1. Field of the Invention
The invention relates to the art of crystal growing under controlled temperature conditions for the purpose of producing crystals with minimum number of defects.
2. Background Art
The discovery of high temperature superconductors above the liquid nitrogen temperature of 77.degree. K. paves the way for numerous practical applications. The Y.sub.1 Ba.sub.2 Cu.sub.3 O.sub.7 (123) and Bi.sub.2 Ca.sub.2 Sr.sub.2 Cu.sub.3 O.sub.10 (Bi2223) superconductors with critical temperatures of 90.degree. and 110.degree. K., respectively, are only two of an entire family of ceramics yielding a high temperature superconductivity. Since the discovery of of the first high temperature superconductor in 1987 above 77.degree. K., superconducting polycrystalline pellets, oriented films, and small size bulk crystals have been produced in laboratories. The films and bulk crystals have oriented structures allowing for greater critical currents and magnetic fields than the polycristalline superconducting materials.

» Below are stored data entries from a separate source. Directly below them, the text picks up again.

PR #2856, opened 2023-04-29
Harden H5O cache deserialize calls

derobins:


lrknox (approved):

byrnHDF (approved):

bmribler (approved):

src/H5Ocache.c
```diff
@@ -172,33 +164,26 @@ H5O__cache_get_initial_load_size(void H5_ATTR_UNUSED *_udata, size_t *image_len)
...
     HDassert(udata);
     HDassert(actual_len);
     HDassert(*actual_len == image_len);
 
     /* Deserialize the object header prefix */
-    if (H5O__prefix_deserialize((const uint8_t *)image, udata) < 0)
+    if (H5O__prefix_deserialize((const uint8_t *)image, image_len, udata) < 0)
         HGOTO_ERROR(H5E_OHDR, H5E_CANTDECODE, FAIL, "can't deserialize object header prefix")
 
     /* Sanity check */
```
jhendersonHDF, line 189: Should the assertion below be converted to a normal error check similar to what was done further down in this file?

src/H5Ocache.c
```diff
@@ -268,53 +248,50 @@ H5O__cache_verify_chksum(const void *_image, size_t len, void *_udata)
...
     if (NULL == udata->oh) {
         /* Deserialize the object header prefix */
-        if (H5O__prefix_deserialize((const uint8_t *)image, udata) < 0)
+        if (H5O__prefix_deserialize((const uint8_t *)image, len, udata) < 0)
             HGOTO_ERROR(H5E_OHDR, H5E_CANTDECODE, NULL, "can't deserialize object header prefix")
 
-        /* Sanity check */
-        HDassert(udata->oh);
-    } /* end if */
+        if (NULL == udata->oh)
```
jhendersonHDF: Or should this go back to being an assert? If we didn't set udata->oh after decoding that seems like something more appropriately caught by an assert rather than a normal error check.

src/H5Ocache.c
```diff
@@ -1127,14 +1022,20 @@ H5O__prefix_deserialize(const uint8_t *_image, H5O_cache_ud_t *udata)
     /* (indicates version 2 or later) */
     if (!HDmemcmp(image, H5O_HDR_MAGIC, (size_t)H5_SIZEOF_MAGIC)) {
         /* Magic number */
+        if (H5_IS_BUFFER_OVERFLOW(image, H5_SIZEOF_MAGIC, p_end))
```
jhendersonHDF: Should probably move this check outside the block before the memcmp call

src/H5Ocache.c
derobins: I thought about doing that, but there's no obvious error path where the above call succeeded and udata->oh isn't set.

jhendersonHDF (approved):

src/H5Ocache.c
derobins: Fixed

src/H5Ocache.c
derobins: Switched back to an assert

The Y.sub.1 Ba.sub.2 Cu.sub.3 O.sub.7 is typical of the superconducting perovskites and the inherent difficulties in manufacturing it are closely related to other members of the family. As such, the crystal manufacturing methods to be developed for this superconductor should be readily extendable to other high temperature superconductors. The bulk material processing problems of these superconductors are associated with incongruent melting, melt nonstoichiometry, crystal growth anisotropy, and the control of the processing environment such as oxygen pressure and crucible type. Because of incongruent melting and anisotropy of grown crystals, the most effective crystal processing methods appear to be growth from the melt and a solution. The crystal growth of 123 and Bi2223 compounds from the melt involve growth from a CuO rich flux in ZrO.sub.2 and ThO.sub.2 crucibles by a slow cooling process where the flux is used to reduce the melting point temperature. The critical crystal growth conditions consist of the melt composition, temperature distribution and cooling rate in the vicinity of the melt/crystal interface, temperature distribution in the crystal, and crystal annealing time and thermal cycling in an oxygen atmosphere. To achieve progressive crystallization of the melt in the vicinity of the crystal/melt interface it is necessary to remove the liberated latent heat and segregated solute from the interface. These processes occur by the heat diffusion in the crystal and by multicomponent mass diffusion and convection in the melt and solution, with additional complications produced by the crystal growing apparatus and radiation heat transport process. The growth of superconducting crystals requires, therefore, a cooling of the crystal to remove the latent heat and removal of the rejected solute from the interface region into the bulk of the melt or solution. The techniques of single crystal growth should, therefore, make provisions for removal of latent heat from the growing crystal and allow for some type of convective mixing in the melt or solution.
The production of high quality superconducting crystals thus requires the minimization of apparatus vibrations and thermal oscillations in the melt or solution and in the crystal. Thermal oscillations and constitutional supercooling in the melt can produce defects leading to low critical currents and magnetic field, or low quality crystals. Moreover, the induced stresses in the crystal can produce crack nucleation and deleterious effects on crystal properties. For these reasons, the superconducting crystal growing apparatus should be designed with the following characteristics: (1) minimization or absence of vibrations, (2) with a control of thermal fluctuations or temperature in the melt and crystal of better than 1.degree. C. from 600.degree.-1000.degree. C., and (3) minimization of induced thermal stresses. To minimize the crack nucleation in the neck of grown crystals and provide a constant diameter shape, the crystal can be grown by simply placing the material to be solidified in a cylindrical container and growing from a seed crystal at the bottom, with the bottom of the container or crucible maintained below the melting temperature. The elimination of vibrations can be achieved by a furnace design involving no moving parts, and the heat zone should be designed such as to impose on the solid and melt a thermal field whose isotherms are parallel with the bottom of the crucible and have an upward gradient.